ABOUT THIS TASK | Beginning with the line that holds "-36,6 +36,16 @@ namespace StreamJsonRpc" in the data below, give again every line through the one that holds "-102,6 +137,13 @@ namespace StreamJsonRpc", exactly as written.

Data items
Issue #246, opened 2019-03-07
Stabilize Dispose patterns


AArnott:
Customers have reported a few times that they want to Dispose of JsonRpc (or indirectly its `MessageHandlerBase`):
1. from their `Disconnected` event handler
1. while outbound messages are still in progress or perhaps even in transmission.

We know that disposing the `MessageHandlerBase` while messages are being transmitted is very problematic (e.g. https://github.com/dotnet/roslyn/issues/18563).
And I suspect disposing from our event handler has undefined behavior.

1. I think we should add a test for the disposal from our event handler if we can make that work (for user convenience).
1. We should stop disposing our `AsyncSemaphore` in `MessageHandlerBase.Dispose`. There are no native resources to release, and this would avoid random exception types being thrown on our transmission thread, sometimes leading to crashes. Instead, we can set a boolean field so that any *future* transmission request is denied with an `ObjectDisposedException`.

Also: when is `ObjectDisposedException` thrown compared to `ConnectionLostException`? Even `OperationCanceledException` can be thrown back to pending requests due to a disconnection.

AArnott:
I've re-opened https://github.com/Microsoft/vs-threading/pull/105 where we might place the fix for no. 2 above.

AArnott:
No. 2 above is indeed resolved by https://github.com/microsoft/vs-threading/pull/493

tmat:
This would be very useful. We need to get to a state when remote calls can only throw 4 types of exceptions that correspond to
1) Connection issue (connection dropped for any reason)
2) Serialization issue - bug in serialization of arguments (types are not serializable, etc.)
3) Remote exception - an exception was thrown by the callee
4) Cancelation

PR #352, opened 2019-11-02
Only complete PipeReader/PipeWriter after operations complete

### LINKED ISSUE #350: HeaderDelimitedMessageHandler.Write throws when in race with disposal
If the `PipeMessageHandler` is writing (or reading) while being disposed, it can create a memory corruption and/or exception situation when the PipeWriter or PipeReader or their buffers are accessed after being completed.

VS has recently shown a tendency to fail with an infobar with this error:

```System.InvalidOperationException: Writing is not allowed after writer was completed.
 at System.IO.Pipelines.Pipe.GetMemory(Int32 sizeHint)
 at System.IO.Pipelines.Pipe.DefaultPipeWriter.GetMemory(Int32 sizeHint)
 at StreamJsonRpc.HeaderDelimitedMessageHandler.Write(JsonRpcMessage content, CancellationToken cancellationToken)
 at StreamJsonRpc.PipeMessageHandler.WriteCoreAsync(JsonRpcMessage content, CancellationToken cancellationToken)
 at StreamJsonRpc.MessageHandlerBase.<WriteAsync>d__15.MoveNext() --- End of stack trace from previous location where exception was thrown ---
 at StreamJsonRpc.JsonRpc.<TransmitAsync>d__118.MoveNext() --- End of stack trace from previous location where exception was thrown ---
 at System.Threading.Tasks.ValueTask.ThrowIfCompletedUnsuccessfully()
 at StreamJsonRpc.JsonRpc.<InvokeCoreAsync>d__102.MoveNext() --- End of stack trace from previous location where exception was thrown ---
 at StreamJsonRpc.JsonRpc.<InvokeCoreAsync>d__96`1.MoveNext() --- End of stack trace from previous location where exception was thrown ---
 at Microsoft.VisualStudio.CodeLens.Proxy.CodeLensHubClient.<>c__DisplayClass22_0`1.<<InvokeRpcAsync>b__0>d.MoveNext() --- End of stack trace from previous location where exception was thrown ---
 at Microsoft.VisualStudio.Text.Utilities.GuardedOperations.<CallExtensionPointAsync>d__36`1.MoveNext() --- End of stack trace from previous location where exception was thrown ---
 at Microsoft.VisualStudio.Telemetry.WindowsErrorReporting.WatsonReport.GetClrWatsonExceptionInfo(Exception exceptionObject)
```

AArnott:
We must not allow a race to exist between PipeReader/PipeWriter use and calling Complete() on them. This not only produces exceptions like the one in #350 but it opens up the possibility of accessing recycled buffers.

Fixes #350

### DIFF
--- a/src/StreamJsonRpc/MessageHandlerBase.cs
+++ b/src/StreamJsonRpc/MessageHandlerBase.cs
@@ -36,6 +36,16 @@ namespace StreamJsonRpc
         private readonly AsyncSemaphore sendingSemaphore = new AsyncSemaphore(1);
 
         /// <summary>
+        /// The sync object to lock when inspecting and mutating the <see cref="state"/> field.
+        /// </summary>
+        private readonly object syncObject = new object();
+
+        /// <summary>
+        /// A value indicating whether the <see cref="ReadAsync(CancellationToken)"/> method is in progress.
+        /// </summary>
+        private MessageHandlerState state;
+
+        /// <summary>
         /// Initializes a new instance of the <see cref="MessageHandlerBase"/> class.
         /// </summary>
         /// <param name="formatter">The formatter used to serialize messages.</param>
@@ -43,6 +53,30 @@ namespace StreamJsonRpc
         {
             Requires.NotNull(formatter, nameof(formatter));
             this.Formatter = formatter;
+        }
+
+        [Flags]
+        private enum MessageHandlerState
+        {
+            /// <summary>
+            /// No flags.
+            /// </summary>
+            None = 0,
+
+            /// <summary>
+            /// Indicates that the <see cref="WriteAsync(JsonRpcMessage, CancellationToken)"/> method is in running.
+            /// </summary>
+            Writing = 0x1,
+
+            /// <summary>
+            /// Indicates that the <see cref="ReadAsync(CancellationToken)"/> method is in running.
+            /// </summary>
+            Reading = 0x4,
+
+            /// <summary>
+            /// Indicates that the <see cref="Dispose(bool)"/> method has been called.
+            /// </summary>
+            DisposeVirtualMethodInvoked = 0x10,
         }
 
         /// <summary>
@@ -85,6 +119,7 @@ namespace StreamJsonRpc
             Verify.Operation(this.CanRead, "No receiving stream.");
             cancellationToken.ThrowIfCancellationRequested();
             Verify.NotDisposed(this);
+            this.SetState(MessageHandlerState.Reading);
 
             try
             {
@@ -102,6 +137,13 @@ namespace StreamJsonRpc
                 // If already canceled, throw that instead of ObjectDisposedException.
                 cancellationToken.ThrowIfCancellationRequested();
                 throw;
+            }
+            finally
+            {
+                if (this.CheckIfDisposalAppropriate(MessageHandlerState.Reading))
+                {
+                    this.Dispose(true);
+                }
             }
         }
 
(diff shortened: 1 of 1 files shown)


src/StreamJsonRpc/MessageHandlerBase.cs
```diff
@@ -35,6 +35,16 @@ public abstract class MessageHandlerBase : IJsonRpcMessageHandler, IDisposableOb
         /// </summary>
         private readonly AsyncSemaphore sendingSemaphore = new AsyncSemaphore(1);
 
+        /// <summary>
+        /// The sync object.
```
jepetty: Small nit: could we add something about this locking/protecting specifically the state of the MessageHandler?

AArnott: Good idea.

davidfowl:
Why dispose in Read and Write itself instead of Dispose?

AArnott:
@davidfowl We dispose in all 3 places (read, write, dispose), whichever comes *last*. The reason is because we auto-dispose when the connection drops, or whenever the user calls Dispose explicitly. But if we're in the middle of a write/read operation, that's the "use after dispose" case you warned me about and that we're seeing exceptions regarding. So we can't Complete during a read/write operation, and our Dispose is synchronous, so the best we can do is defer completion until after the read/write operations complete.

davidfowl:
>  The reason is because we auto-dispose when the connection drops, or whenever the user calls Dispose explicitly.

Don't auto-dispose when the connection drops. Only when they call dispose, that's how you know they are done with the handler.

AArnott:
> Don't auto-dispose when the connection drops. Only when they call dispose, that's how you know they are done with the handler.

This is prior shipped behavior, so it would be difficult to change. But anyway, the fact that they call `Dispose` does not guarantee that we're done reading, because they really have no way of knowing whether a message was coming in just as they decided to dispose.

davidfowl:
> This is prior shipped behavior, so it would be difficult to change. 

What's the observed behavior from the caller's end? Can't that be preserved?

> But anyway, the fact that they call Dispose does not guarantee that we're done reading, because they really have no way of knowing whether a message was coming in just as they decided to dispose.

But that code would throw an object disposed exception, because you would cancel any pending operations, then dispose.

AArnott:
We do have #246 to better define exactly what the disposal behaviors and expectations are.

From this completed PR we already have a failing test in the VS repo because the test verified that the underlying pipe had been closed immediately after JsonRpc.Dispose() returned. So I have to go back and fix that, at least. I'd rather not return from Dispose() before *all* async/concurrent code has stopped executing, since anything less can result in crashes when the AppDomain is torn down if that code is still active.

> But that code would throw an object disposed exception, because you would cancel any pending operations, then dispose.

It's not enough to cancel then dispose, I think. I have to wait for the canceled work to complete. Otherwise I might still be disposing the PipeReader/PipeWriter while it's being accessed on another thread but before that thread has observed the cancellation request.

davidfowl:
Fair, this is the safest approach then (especially since there's no dispose async)

AArnott:
Thanks for your review.

However this PR is faulty after all, as it blocked a VS insertion due to a failing test, since Dispose() returned before all the async cleanup was done. So I have a change nearly ready for another PR that (wait for it...) adds a DisposeAsync() method. Since you said "especially since there's no dispose async", I'm very interested in hearing your concerns about that approach. I'll include you on the PR when it's ready so you can see more specifically what I'm talking about.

SOLUTION |
@@ -36,6 +36,16 @@ namespace StreamJsonRpc
         private readonly AsyncSemaphore sendingSemaphore = new AsyncSemaphore(1);
 
         /// <summary>
+        /// The sync object to lock when inspecting and mutating the <see cref="state"/> field.
+        /// </summary>
+        private readonly object syncObject = new object();
+
+        /// <summary>
+        /// A value indicating whether the <see cref="ReadAsync(CancellationToken)"/> method is in progress.
+        /// </summary>
+        private MessageHandlerState state;
+
+        /// <summary>
         /// Initializes a new instance of the <see cref="MessageHandlerBase"/> class.
         /// </summary>
         /// <param name="formatter">The formatter used to serialize messages.</param>
@@ -43,6 +53,30 @@ namespace StreamJsonRpc
         {
             Requires.NotNull(formatter, nameof(formatter));
             this.Formatter = formatter;
+        }
+
+        [Flags]
+        private enum MessageHandlerState
+        {
+            /// <summary>
+            /// No flags.
+            /// </summary>
+            None = 0,
+
+            /// <summary>
+            /// Indicates that the <see cref="WriteAsync(JsonRpcMessage, CancellationToken)"/> method is in running.
+            /// </summary>
+            Writing = 0x1,
+
+            /// <summary>
+            /// Indicates that the <see cref="ReadAsync(CancellationToken)"/> method is in running.
+            /// </summary>
+            Reading = 0x4,
+
+            /// <summary>
+            /// Indicates that the <see cref="Dispose(bool)"/> method has been called.
+            /// </summary>
+            DisposeVirtualMethodInvoked = 0x10,
         }
 
         /// <summary>
@@ -85,6 +119,7 @@ namespace StreamJsonRpc
             Verify.Operation(this.CanRead, "No receiving stream.");
             cancellationToken.ThrowIfCancellationRequested();
             Verify.NotDisposed(this);
+            this.SetState(MessageHandlerState.Reading);
 
             try
             {
@@ -102,6 +137,13 @@ namespace StreamJsonRpc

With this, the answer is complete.